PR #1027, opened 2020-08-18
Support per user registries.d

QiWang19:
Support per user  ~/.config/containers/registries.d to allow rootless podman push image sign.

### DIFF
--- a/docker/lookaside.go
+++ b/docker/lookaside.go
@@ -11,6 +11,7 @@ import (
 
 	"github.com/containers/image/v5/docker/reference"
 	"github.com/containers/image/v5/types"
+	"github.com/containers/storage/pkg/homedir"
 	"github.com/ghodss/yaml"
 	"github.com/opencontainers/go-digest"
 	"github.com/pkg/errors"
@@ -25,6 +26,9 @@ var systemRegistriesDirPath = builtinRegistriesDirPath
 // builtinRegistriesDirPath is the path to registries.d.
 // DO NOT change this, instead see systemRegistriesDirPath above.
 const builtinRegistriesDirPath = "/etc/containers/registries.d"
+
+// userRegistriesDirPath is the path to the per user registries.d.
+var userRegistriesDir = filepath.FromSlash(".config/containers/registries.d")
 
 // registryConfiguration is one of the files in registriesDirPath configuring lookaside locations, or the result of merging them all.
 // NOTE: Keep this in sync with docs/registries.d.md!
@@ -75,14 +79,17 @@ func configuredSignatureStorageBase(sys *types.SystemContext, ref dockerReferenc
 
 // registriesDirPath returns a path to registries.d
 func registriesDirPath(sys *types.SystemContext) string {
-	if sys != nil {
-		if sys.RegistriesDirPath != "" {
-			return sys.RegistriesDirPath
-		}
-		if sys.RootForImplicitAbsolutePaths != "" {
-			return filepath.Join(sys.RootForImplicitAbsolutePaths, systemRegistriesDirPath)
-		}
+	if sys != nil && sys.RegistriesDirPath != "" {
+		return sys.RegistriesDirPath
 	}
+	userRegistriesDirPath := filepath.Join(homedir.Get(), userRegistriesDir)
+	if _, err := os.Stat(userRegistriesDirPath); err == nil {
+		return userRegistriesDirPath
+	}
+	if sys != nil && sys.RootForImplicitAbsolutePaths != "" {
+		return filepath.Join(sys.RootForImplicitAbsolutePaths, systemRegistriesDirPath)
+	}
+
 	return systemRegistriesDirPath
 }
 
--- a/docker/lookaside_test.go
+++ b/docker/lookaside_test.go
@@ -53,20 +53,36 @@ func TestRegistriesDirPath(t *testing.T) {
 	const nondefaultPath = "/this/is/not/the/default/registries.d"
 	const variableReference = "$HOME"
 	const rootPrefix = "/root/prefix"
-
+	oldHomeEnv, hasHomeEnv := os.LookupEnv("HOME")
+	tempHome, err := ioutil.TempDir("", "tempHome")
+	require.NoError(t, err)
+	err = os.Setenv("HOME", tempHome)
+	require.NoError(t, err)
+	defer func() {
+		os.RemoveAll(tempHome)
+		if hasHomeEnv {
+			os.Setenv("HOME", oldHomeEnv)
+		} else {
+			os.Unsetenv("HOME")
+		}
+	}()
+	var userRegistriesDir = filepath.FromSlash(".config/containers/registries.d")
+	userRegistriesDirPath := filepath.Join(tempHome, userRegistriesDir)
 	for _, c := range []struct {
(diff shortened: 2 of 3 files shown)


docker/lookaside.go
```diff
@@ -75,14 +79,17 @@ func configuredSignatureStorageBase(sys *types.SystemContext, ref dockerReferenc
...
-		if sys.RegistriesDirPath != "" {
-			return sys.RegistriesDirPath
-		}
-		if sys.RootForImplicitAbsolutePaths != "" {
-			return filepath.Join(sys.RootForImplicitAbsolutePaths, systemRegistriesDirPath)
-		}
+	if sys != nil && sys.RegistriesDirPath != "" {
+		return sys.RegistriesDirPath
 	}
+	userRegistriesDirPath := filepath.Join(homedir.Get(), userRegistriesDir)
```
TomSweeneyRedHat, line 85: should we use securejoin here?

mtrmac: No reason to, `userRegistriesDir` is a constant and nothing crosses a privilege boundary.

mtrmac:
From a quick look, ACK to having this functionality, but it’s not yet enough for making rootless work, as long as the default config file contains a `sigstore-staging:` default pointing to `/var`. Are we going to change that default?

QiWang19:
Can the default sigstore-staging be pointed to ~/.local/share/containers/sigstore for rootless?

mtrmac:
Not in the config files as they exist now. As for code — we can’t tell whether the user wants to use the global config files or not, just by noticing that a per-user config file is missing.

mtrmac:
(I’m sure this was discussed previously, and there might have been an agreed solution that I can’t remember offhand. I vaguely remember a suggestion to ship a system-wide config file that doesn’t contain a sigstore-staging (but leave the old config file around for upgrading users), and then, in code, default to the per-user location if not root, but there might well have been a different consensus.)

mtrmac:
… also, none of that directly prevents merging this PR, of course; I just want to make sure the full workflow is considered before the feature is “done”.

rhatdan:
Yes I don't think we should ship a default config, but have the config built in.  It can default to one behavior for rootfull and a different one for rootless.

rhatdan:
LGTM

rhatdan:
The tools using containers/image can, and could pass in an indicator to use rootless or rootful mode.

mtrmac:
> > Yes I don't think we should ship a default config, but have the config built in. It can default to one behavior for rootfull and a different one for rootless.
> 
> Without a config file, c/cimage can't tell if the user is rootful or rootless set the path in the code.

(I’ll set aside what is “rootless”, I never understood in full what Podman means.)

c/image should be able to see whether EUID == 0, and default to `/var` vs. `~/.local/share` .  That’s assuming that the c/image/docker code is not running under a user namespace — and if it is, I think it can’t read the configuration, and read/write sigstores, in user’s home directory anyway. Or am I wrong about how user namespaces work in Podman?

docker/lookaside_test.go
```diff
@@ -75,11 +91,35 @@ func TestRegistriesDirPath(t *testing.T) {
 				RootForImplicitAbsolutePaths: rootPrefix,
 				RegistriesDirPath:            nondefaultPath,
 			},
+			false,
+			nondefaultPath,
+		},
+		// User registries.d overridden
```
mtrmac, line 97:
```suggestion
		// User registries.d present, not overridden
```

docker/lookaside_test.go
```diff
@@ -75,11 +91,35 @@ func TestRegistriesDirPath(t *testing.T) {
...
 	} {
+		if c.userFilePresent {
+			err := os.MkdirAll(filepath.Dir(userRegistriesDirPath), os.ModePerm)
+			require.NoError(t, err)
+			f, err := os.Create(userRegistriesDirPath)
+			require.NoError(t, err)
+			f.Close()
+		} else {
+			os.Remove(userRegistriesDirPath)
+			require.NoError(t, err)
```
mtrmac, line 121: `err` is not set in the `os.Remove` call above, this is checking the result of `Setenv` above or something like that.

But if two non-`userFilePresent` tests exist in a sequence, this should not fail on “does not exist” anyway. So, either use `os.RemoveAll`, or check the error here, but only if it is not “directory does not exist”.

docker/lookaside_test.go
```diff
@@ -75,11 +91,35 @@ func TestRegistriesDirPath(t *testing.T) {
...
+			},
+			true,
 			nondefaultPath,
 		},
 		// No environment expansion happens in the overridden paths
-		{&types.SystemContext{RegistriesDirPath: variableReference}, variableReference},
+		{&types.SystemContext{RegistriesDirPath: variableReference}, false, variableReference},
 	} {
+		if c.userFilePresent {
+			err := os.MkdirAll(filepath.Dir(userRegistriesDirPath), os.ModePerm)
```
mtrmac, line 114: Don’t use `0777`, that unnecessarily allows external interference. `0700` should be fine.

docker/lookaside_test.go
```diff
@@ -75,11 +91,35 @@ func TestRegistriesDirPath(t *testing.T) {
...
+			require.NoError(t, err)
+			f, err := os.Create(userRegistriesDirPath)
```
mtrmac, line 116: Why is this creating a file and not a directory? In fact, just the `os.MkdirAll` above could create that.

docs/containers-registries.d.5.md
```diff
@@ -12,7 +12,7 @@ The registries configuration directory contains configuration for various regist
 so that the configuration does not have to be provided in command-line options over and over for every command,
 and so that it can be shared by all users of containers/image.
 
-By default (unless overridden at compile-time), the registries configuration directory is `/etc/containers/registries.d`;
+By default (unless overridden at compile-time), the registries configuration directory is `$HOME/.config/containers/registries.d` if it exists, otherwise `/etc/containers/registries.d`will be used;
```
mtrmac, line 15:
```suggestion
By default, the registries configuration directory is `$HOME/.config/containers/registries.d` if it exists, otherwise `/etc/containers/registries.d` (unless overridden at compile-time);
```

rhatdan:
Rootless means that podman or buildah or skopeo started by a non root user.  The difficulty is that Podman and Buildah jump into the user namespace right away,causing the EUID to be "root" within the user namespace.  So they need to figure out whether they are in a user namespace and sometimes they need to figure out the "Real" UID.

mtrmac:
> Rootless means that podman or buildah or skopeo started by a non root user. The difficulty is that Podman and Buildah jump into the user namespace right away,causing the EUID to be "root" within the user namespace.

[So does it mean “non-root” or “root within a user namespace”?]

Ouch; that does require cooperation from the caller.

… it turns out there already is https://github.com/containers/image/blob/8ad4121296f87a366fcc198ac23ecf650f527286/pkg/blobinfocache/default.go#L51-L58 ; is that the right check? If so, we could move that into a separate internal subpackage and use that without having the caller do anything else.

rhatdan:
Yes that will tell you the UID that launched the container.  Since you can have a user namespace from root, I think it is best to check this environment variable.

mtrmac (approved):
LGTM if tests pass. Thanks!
***
Starting with the line that contains "Ouch; that does", print every line through the end of the entries above exactly as written, both boundary lines included, and nothing else.

Ouch; that does require cooperation from the caller.

… it turns out there already is https://github.com/containers/image/blob/8ad4121296f87a366fcc198ac23ecf650f527286/pkg/blobinfocache/default.go#L51-L58 ; is that the right check? If so, we could move that into a separate internal subpackage and use that without having the caller do anything else.

rhatdan:
Yes that will tell you the UID that launched the container.  Since you can have a user namespace from root, I think it is best to check this environment variable.

mtrmac (approved):
LGTM if tests pass. Thanks!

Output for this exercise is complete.